How to complete this task —
Identify and copy all lines of the material where the string "boolean" is found.

══ Extracted material

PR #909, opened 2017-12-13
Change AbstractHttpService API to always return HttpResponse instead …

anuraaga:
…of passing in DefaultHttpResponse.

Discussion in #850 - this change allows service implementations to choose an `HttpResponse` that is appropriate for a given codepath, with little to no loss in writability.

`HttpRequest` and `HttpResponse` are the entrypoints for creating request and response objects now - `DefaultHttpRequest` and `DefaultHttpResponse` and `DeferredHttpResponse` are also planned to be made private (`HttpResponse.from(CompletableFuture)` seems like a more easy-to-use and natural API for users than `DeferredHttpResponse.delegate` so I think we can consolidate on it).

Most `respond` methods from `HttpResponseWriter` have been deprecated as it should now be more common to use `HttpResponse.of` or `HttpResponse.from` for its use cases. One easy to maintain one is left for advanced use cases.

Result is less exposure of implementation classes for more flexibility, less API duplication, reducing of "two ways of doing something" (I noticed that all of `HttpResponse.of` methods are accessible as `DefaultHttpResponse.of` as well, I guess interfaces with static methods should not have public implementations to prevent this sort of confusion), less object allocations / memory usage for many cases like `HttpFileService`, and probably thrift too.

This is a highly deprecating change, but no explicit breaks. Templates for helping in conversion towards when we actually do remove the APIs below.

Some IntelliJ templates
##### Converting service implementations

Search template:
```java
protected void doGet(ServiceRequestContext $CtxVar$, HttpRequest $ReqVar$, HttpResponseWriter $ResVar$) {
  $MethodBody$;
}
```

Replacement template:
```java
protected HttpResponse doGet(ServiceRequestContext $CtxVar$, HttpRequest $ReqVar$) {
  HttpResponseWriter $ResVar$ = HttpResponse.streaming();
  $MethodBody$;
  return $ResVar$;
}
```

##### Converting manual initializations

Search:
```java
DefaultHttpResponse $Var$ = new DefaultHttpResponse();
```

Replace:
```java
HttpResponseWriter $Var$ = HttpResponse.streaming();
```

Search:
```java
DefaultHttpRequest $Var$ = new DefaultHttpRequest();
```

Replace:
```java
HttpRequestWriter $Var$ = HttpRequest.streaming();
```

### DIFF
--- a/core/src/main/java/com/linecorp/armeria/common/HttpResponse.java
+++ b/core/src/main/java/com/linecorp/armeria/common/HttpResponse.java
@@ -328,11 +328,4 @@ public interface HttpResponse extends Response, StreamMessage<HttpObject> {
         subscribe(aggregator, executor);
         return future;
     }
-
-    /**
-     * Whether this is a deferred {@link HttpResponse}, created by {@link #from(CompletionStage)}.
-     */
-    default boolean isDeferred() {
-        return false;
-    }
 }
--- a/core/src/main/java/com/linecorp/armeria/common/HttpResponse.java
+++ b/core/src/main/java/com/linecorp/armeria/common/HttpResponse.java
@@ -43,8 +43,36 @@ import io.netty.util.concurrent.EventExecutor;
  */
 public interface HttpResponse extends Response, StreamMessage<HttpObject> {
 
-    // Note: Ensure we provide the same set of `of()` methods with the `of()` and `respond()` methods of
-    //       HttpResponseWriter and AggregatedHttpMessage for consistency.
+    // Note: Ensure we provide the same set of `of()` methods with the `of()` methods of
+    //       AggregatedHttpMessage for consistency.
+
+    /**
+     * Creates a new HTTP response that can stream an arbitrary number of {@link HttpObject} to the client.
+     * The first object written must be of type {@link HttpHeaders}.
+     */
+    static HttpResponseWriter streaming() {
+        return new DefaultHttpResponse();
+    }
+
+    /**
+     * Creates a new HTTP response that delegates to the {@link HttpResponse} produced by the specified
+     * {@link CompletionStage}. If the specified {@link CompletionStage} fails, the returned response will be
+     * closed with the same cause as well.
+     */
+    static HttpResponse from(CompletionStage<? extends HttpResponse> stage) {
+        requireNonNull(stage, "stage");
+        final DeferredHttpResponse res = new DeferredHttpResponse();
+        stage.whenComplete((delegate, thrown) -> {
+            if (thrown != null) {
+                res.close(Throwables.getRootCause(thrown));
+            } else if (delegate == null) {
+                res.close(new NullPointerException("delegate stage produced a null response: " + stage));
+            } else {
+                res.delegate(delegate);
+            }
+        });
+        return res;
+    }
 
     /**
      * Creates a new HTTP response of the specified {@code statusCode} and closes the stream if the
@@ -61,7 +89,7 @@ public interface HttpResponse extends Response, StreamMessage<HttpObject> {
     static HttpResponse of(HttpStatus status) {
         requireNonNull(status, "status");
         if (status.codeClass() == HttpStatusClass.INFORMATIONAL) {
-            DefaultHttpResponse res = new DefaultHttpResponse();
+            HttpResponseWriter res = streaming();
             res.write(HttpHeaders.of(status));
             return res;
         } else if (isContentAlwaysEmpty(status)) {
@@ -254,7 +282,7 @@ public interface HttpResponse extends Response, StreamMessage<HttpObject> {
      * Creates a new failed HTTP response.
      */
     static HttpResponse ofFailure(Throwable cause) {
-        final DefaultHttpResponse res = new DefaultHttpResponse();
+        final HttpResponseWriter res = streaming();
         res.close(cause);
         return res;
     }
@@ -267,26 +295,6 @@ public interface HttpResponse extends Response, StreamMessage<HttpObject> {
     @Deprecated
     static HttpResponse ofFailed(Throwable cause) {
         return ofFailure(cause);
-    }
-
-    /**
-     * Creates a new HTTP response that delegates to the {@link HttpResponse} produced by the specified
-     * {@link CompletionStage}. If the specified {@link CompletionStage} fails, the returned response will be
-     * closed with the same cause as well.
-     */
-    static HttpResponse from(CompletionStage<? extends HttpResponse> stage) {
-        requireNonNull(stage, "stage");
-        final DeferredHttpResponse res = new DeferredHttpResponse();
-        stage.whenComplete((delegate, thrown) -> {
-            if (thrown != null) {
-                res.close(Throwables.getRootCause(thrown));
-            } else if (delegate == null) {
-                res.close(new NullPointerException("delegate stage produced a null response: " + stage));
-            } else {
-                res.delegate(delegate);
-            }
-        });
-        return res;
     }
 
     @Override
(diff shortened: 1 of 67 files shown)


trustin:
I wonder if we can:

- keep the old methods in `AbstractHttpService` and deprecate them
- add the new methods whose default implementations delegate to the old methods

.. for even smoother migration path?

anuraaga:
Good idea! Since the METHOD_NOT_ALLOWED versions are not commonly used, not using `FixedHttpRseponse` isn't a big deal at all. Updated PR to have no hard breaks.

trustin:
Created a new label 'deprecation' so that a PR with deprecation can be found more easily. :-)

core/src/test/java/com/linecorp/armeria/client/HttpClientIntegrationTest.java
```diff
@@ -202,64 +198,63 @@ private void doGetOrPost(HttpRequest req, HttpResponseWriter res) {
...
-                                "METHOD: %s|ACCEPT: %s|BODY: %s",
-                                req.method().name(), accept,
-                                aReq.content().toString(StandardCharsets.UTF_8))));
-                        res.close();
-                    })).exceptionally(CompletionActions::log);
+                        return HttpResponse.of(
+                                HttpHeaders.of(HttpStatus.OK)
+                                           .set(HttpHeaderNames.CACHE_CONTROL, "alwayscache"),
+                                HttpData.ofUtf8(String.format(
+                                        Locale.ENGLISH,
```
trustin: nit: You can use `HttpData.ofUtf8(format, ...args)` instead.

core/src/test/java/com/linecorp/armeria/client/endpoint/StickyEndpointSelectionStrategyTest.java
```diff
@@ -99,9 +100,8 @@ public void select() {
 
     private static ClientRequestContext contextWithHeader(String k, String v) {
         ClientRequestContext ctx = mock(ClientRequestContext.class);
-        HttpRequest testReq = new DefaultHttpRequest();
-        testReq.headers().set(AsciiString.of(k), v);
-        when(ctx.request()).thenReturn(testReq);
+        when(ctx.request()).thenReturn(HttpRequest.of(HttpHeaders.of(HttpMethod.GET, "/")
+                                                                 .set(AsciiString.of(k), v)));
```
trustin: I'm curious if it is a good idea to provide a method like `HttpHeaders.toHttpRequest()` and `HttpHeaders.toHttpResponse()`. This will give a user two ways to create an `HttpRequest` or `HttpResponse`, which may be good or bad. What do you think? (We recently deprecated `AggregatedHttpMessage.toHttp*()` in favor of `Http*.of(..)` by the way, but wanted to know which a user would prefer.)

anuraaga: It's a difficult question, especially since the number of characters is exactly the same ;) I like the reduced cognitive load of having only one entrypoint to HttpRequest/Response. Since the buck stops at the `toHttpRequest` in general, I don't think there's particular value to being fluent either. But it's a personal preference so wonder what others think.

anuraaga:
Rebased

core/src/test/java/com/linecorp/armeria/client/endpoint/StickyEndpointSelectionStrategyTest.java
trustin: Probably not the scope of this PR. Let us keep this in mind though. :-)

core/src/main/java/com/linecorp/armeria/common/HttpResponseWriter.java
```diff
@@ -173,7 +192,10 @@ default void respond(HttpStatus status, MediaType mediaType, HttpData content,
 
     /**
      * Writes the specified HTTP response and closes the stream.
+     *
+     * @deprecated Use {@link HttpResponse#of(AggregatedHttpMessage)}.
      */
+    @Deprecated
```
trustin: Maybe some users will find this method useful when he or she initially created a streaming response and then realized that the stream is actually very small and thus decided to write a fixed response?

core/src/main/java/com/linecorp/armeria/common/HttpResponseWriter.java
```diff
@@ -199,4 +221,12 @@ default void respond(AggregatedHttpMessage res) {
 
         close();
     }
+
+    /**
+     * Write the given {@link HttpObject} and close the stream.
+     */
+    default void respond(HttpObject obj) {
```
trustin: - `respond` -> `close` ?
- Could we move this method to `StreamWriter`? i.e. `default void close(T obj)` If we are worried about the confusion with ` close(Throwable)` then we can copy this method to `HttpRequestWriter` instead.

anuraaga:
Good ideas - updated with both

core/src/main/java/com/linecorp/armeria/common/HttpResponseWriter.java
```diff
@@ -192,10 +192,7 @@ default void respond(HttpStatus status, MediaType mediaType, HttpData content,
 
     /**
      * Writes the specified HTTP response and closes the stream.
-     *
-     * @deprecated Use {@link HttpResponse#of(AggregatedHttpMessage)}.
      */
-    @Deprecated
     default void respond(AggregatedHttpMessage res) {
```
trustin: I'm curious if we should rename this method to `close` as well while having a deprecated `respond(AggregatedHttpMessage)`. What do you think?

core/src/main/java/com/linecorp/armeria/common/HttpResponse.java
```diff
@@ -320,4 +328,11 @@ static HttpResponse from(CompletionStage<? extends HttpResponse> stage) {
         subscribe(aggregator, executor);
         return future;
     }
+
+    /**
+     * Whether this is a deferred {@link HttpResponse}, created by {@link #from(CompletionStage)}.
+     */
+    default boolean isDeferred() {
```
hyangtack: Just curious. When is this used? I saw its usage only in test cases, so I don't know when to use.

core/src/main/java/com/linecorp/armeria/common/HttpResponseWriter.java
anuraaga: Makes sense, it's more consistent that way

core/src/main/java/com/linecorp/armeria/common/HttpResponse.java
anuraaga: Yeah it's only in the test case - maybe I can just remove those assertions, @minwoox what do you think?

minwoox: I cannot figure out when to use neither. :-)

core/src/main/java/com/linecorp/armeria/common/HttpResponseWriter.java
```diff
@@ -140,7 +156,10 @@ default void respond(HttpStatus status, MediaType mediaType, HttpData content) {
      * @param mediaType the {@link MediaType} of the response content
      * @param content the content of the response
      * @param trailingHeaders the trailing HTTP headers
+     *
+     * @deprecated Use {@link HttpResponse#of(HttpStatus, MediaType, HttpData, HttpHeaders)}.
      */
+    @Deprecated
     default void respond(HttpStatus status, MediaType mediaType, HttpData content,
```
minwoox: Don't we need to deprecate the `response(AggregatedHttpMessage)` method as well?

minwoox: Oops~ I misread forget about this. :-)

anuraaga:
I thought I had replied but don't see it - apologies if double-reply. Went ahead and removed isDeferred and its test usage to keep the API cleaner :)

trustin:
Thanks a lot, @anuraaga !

════

Exercise result —
-    default boolean isDeferred() {
+    default boolean isDeferred() {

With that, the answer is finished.